[Start of Attachment]

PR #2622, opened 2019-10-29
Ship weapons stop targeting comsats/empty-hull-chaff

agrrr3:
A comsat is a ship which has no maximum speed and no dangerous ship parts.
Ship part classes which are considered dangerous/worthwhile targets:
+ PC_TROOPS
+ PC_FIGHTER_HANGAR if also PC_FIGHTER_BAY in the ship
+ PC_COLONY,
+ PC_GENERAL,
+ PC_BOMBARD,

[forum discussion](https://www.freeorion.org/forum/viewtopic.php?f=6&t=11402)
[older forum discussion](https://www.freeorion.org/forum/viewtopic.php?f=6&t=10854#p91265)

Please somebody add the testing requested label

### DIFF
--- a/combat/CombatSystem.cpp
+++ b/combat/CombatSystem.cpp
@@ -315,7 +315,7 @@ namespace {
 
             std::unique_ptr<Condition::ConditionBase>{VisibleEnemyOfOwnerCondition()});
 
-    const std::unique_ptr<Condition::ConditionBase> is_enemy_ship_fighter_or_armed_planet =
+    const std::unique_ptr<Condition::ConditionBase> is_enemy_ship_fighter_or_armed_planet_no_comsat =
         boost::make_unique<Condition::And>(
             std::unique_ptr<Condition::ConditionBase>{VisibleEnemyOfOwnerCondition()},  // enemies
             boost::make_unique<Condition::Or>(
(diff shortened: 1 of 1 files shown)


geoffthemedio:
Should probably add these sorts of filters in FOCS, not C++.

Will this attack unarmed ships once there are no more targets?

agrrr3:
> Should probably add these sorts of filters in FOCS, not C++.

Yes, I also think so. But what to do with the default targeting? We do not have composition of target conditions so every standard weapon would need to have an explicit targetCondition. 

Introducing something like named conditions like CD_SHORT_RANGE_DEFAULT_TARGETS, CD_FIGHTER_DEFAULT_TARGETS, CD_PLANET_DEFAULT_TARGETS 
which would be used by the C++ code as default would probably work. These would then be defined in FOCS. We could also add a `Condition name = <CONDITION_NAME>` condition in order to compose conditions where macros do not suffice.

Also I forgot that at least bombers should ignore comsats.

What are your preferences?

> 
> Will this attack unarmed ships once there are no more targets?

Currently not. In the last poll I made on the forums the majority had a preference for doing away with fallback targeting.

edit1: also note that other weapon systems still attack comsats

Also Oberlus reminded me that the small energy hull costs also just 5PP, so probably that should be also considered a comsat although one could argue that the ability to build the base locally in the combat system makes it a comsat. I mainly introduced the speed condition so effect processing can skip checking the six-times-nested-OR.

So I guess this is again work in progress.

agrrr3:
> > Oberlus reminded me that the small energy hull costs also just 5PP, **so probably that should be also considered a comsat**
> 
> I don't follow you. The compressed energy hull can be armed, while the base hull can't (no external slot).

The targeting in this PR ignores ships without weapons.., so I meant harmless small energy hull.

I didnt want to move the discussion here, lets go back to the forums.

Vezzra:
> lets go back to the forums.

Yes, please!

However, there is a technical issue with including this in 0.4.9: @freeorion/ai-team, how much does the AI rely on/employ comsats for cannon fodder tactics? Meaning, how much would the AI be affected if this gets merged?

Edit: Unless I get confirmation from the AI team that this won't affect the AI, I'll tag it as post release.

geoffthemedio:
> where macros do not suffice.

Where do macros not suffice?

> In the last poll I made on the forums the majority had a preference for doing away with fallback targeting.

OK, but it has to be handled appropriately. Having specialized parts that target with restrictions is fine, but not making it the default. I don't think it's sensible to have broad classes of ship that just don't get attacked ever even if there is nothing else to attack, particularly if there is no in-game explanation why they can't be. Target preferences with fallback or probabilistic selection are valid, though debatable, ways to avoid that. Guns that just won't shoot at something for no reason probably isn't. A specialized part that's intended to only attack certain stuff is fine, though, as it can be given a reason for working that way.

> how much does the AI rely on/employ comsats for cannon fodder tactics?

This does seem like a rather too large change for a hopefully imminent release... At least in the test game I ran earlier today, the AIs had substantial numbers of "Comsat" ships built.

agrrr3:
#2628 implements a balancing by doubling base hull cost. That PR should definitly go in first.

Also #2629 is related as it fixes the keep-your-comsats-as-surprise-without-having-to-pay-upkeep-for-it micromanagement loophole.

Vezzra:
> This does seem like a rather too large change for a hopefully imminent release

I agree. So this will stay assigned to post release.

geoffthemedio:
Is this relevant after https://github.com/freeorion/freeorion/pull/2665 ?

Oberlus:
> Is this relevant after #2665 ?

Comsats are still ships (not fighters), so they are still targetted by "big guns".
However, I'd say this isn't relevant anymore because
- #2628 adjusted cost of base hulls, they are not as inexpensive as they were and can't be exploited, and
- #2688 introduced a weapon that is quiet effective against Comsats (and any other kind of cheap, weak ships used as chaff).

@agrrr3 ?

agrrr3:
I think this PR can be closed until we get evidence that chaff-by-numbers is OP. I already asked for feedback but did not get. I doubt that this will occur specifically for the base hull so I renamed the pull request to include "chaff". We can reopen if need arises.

[End of Attachment]
[Start of Attachment]

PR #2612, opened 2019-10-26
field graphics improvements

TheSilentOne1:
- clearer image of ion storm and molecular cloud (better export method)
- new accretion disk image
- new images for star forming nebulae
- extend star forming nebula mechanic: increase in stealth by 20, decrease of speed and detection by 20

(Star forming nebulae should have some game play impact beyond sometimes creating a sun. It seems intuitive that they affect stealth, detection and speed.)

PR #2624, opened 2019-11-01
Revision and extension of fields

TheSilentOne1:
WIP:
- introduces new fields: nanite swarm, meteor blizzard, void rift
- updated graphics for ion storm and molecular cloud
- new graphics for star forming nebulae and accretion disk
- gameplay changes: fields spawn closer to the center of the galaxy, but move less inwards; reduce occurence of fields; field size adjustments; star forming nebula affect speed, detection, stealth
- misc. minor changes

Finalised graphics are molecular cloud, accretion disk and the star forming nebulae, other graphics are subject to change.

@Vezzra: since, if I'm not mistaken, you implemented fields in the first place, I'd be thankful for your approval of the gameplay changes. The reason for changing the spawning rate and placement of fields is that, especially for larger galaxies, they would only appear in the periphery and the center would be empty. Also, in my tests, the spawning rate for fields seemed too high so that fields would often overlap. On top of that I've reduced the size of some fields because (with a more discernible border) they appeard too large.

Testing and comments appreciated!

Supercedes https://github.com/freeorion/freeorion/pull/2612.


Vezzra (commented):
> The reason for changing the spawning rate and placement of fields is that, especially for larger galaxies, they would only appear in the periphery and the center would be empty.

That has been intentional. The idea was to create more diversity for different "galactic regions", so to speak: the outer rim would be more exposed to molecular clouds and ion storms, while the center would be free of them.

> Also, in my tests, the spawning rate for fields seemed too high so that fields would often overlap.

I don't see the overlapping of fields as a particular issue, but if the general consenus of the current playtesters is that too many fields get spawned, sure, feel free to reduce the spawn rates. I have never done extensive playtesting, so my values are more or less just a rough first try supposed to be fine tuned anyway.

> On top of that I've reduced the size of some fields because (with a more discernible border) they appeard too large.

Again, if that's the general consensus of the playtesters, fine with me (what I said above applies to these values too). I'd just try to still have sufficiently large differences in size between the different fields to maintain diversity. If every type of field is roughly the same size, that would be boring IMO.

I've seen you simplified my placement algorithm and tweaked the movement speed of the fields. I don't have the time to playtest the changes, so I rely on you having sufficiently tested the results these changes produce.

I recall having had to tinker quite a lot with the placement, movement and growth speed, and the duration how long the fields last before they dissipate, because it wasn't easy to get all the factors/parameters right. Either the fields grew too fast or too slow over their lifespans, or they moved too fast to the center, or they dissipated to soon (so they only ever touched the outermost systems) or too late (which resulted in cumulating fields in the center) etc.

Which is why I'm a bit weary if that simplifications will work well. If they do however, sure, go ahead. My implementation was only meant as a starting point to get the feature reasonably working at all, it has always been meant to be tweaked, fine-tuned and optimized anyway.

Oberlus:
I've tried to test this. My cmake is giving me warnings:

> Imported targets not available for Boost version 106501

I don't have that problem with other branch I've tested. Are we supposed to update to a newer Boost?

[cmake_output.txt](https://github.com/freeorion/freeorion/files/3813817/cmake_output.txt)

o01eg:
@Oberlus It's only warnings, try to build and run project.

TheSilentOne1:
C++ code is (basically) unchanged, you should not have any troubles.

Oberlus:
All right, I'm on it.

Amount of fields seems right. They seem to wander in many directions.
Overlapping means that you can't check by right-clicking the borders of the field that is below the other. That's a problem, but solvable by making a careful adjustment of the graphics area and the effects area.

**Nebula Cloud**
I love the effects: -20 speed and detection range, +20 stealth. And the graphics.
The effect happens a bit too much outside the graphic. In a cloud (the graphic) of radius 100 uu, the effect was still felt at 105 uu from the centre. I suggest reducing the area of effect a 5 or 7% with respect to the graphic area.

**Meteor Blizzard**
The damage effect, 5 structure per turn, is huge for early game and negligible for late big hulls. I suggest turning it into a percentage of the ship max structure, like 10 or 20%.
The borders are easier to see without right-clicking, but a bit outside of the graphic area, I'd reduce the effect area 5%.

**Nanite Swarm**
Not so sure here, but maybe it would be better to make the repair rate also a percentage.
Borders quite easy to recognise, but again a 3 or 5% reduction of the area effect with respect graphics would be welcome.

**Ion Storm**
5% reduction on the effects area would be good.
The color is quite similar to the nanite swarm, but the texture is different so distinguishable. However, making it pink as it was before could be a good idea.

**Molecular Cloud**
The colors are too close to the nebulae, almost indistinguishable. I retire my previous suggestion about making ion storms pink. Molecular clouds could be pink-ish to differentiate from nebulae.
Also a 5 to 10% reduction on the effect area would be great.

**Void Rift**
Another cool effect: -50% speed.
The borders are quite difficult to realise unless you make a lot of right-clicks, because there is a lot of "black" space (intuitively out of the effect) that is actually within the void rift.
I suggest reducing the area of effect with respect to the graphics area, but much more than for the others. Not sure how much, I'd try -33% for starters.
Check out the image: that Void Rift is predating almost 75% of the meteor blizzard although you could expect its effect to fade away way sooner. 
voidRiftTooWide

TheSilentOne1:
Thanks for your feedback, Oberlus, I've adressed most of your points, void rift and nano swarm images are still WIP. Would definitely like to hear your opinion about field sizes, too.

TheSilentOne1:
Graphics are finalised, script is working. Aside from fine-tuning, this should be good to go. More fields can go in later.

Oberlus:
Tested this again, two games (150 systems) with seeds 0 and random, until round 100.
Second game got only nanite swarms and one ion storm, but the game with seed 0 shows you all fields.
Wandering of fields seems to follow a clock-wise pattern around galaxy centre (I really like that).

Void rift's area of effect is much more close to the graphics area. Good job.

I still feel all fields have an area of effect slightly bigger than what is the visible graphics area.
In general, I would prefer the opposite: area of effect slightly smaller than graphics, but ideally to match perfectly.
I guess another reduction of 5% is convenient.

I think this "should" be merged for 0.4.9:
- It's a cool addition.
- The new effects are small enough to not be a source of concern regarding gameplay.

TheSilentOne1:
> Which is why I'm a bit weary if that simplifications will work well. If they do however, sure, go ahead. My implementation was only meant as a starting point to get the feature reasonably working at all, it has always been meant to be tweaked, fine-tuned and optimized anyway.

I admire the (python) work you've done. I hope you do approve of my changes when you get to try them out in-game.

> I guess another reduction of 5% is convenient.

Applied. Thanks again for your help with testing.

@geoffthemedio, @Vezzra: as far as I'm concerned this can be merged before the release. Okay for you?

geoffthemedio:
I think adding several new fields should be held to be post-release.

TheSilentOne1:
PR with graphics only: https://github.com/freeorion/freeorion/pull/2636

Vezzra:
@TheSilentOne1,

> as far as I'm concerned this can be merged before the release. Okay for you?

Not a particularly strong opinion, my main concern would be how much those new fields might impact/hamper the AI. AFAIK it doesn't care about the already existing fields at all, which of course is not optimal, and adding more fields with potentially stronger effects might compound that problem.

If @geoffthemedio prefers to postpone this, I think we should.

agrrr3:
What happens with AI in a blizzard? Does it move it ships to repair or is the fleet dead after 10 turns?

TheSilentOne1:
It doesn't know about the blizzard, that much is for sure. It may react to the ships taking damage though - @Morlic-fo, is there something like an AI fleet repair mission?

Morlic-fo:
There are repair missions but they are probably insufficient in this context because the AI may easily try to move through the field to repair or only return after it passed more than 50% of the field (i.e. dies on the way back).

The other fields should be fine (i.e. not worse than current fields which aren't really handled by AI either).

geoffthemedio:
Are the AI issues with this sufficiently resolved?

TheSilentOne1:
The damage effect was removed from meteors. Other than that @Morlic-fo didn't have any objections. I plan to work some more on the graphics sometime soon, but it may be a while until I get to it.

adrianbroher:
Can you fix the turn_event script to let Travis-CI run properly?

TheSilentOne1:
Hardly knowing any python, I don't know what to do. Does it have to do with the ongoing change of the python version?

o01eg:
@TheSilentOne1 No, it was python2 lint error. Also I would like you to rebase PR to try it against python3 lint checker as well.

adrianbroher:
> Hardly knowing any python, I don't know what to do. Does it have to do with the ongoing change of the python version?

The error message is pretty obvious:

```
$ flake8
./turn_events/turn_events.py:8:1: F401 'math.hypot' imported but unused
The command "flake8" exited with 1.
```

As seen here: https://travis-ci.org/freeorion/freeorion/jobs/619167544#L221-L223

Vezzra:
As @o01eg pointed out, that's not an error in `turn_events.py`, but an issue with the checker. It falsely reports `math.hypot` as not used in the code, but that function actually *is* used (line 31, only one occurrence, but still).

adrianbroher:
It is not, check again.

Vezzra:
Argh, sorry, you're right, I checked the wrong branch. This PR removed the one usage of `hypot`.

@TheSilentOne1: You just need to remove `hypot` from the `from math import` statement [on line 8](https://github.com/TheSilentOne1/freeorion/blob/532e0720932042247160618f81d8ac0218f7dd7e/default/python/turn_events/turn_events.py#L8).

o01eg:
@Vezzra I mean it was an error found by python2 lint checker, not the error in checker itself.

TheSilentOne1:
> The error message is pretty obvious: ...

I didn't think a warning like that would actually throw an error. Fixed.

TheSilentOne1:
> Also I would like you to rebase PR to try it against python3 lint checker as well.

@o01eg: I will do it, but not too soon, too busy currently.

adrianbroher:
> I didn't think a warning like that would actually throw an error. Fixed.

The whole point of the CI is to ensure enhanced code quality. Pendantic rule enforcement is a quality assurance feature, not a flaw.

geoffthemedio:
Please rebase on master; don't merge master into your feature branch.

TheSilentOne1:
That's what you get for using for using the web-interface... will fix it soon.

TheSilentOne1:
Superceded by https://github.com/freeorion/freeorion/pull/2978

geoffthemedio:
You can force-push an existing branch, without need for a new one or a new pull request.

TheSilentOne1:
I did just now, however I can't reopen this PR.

[End of Attachment]

Among the lines of the data above, count those containing the word "made" and report the total alone.

2